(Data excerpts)
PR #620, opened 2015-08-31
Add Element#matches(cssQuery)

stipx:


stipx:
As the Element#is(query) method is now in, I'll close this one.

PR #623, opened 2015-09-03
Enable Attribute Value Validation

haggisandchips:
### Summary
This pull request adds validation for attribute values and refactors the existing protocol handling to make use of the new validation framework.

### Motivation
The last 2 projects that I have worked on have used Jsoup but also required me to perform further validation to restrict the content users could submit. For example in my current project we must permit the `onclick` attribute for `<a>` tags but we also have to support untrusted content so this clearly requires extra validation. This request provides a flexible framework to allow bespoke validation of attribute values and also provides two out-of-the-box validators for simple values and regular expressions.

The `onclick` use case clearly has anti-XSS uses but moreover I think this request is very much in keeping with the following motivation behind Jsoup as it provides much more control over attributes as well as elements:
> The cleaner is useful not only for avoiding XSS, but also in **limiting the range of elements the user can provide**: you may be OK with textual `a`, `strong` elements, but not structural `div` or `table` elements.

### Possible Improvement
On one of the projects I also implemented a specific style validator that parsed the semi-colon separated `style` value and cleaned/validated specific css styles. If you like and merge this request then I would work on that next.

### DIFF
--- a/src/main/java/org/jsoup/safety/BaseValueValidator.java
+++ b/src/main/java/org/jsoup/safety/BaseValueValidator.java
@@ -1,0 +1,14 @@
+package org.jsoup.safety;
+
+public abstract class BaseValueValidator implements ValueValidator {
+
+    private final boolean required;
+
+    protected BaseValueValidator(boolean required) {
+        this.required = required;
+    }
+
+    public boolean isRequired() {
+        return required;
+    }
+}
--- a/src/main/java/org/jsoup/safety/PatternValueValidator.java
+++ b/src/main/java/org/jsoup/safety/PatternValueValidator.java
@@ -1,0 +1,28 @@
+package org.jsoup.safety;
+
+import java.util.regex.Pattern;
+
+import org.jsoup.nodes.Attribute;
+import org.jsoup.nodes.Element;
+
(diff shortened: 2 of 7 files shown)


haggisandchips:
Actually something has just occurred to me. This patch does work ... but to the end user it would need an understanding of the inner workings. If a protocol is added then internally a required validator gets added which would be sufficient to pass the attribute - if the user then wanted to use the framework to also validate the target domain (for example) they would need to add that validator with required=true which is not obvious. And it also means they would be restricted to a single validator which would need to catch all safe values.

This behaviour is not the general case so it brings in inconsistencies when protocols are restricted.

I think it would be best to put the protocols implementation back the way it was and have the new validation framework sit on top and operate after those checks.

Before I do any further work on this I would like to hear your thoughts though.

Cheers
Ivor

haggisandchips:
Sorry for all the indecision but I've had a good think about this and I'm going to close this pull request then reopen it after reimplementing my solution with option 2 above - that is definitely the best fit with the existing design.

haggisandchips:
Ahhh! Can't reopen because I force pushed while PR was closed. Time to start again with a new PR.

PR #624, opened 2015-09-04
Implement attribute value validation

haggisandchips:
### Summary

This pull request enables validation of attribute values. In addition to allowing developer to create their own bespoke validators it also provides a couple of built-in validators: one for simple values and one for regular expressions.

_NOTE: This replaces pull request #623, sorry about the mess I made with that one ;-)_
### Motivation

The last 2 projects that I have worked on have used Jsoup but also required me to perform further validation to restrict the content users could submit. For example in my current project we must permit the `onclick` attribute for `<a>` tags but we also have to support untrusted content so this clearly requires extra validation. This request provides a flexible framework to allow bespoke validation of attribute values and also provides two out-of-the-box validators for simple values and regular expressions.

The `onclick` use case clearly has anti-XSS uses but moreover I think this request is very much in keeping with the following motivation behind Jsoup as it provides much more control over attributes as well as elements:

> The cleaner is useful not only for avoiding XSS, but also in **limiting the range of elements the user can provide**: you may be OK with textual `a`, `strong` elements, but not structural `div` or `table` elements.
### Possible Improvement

● **Brief**:
With every line kept whole, write out the records again exactly.

● **Reply to the task**:
PR #620, opened 2015-08-31
Add Element#matches(cssQuery)

stipx:


stipx:
As the Element#is(query) method is now in, I'll close this one.

PR #623, opened 2015-09-03
Enable Attribute Value Validation

haggisandchips:
### Summary
This pull request adds validation for attribute values and refactors the existing protocol handling to make use of the new validation framework.

### Motivation
The last 2 projects that I have worked on have used Jsoup but also required me to perform further validation to restrict the content users could submit. For example in my current project we must permit the `onclick` attribute for `<a>` tags but we also have to support untrusted content so this clearly requires extra validation. This request provides a flexible framework to allow bespoke validation of attribute values and also provides two out-of-the-box validators for simple values and regular expressions.

The `onclick` use case clearly has anti-XSS uses but moreover I think this request is very much in keeping with the following motivation behind Jsoup as it provides much more control over attributes as well as elements:
> The cleaner is useful not only for avoiding XSS, but also in **limiting the range of elements the user can provide**: you may be OK with textual `a`, `strong` elements, but not structural `div` or `table` elements.

### Possible Improvement
On one of the projects I also implemented a specific style validator that parsed the semi-colon separated `style` value and cleaned/validated specific css styles. If you like and merge this request then I would work on that next.

### DIFF
--- a/src/main/java/org/jsoup/safety/BaseValueValidator.java
+++ b/src/main/java/org/jsoup/safety/BaseValueValidator.java
@@ -1,0 +1,14 @@
+package org.jsoup.safety;
+
+public abstract class BaseValueValidator implements ValueValidator {
+
+    private final boolean required;
+
+    protected BaseValueValidator(boolean required) {
+        this.required = required;
+    }
+
+    public boolean isRequired() {
+        return required;
+    }
+}
--- a/src/main/java/org/jsoup/safety/PatternValueValidator.java
+++ b/src/main/java/org/jsoup/safety/PatternValueValidator.java
@@ -1,0 +1,28 @@
+package org.jsoup.safety;
+
+import java.util.regex.Pattern;
+
+import org.jsoup.nodes.Attribute;
+import org.jsoup.nodes.Element;
+
(diff shortened: 2 of 7 files shown)


haggisandchips:
Actually something has just occurred to me. This patch does work ... but to the end user it would need an understanding of the inner workings. If a protocol is added then internally a required validator gets added which would be sufficient to pass the attribute - if the user then wanted to use the framework to also validate the target domain (for example) they would need to add that validator with required=true which is not obvious. And it also means they would be restricted to a single validator which would need to catch all safe values.

This behaviour is not the general case so it brings in inconsistencies when protocols are restricted.

I think it would be best to put the protocols implementation back the way it was and have the new validation framework sit on top and operate after those checks.

Before I do any further work on this I would like to hear your thoughts though.

Cheers
Ivor

haggisandchips:
Sorry for all the indecision but I've had a good think about this and I'm going to close this pull request then reopen it after reimplementing my solution with option 2 above - that is definitely the best fit with the existing design.

haggisandchips:
Ahhh! Can't reopen because I force pushed while PR was closed. Time to start again with a new PR.

PR #624, opened 2015-09-04
Implement attribute value validation

haggisandchips:
### Summary

This pull request enables validation of attribute values. In addition to allowing developer to create their own bespoke validators it also provides a couple of built-in validators: one for simple values and one for regular expressions.

_NOTE: This replaces pull request #623, sorry about the mess I made with that one ;-)_
### Motivation

The last 2 projects that I have worked on have used Jsoup but also required me to perform further validation to restrict the content users could submit. For example in my current project we must permit the `onclick` attribute for `<a>` tags but we also have to support untrusted content so this clearly requires extra validation. This request provides a flexible framework to allow bespoke validation of attribute values and also provides two out-of-the-box validators for simple values and regular expressions.

The `onclick` use case clearly has anti-XSS uses but moreover I think this request is very much in keeping with the following motivation behind Jsoup as it provides much more control over attributes as well as elements:

> The cleaner is useful not only for avoiding XSS, but also in **limiting the range of elements the user can provide**: you may be OK with textual `a`, `strong` elements, but not structural `div` or `table` elements.
### Possible Improvement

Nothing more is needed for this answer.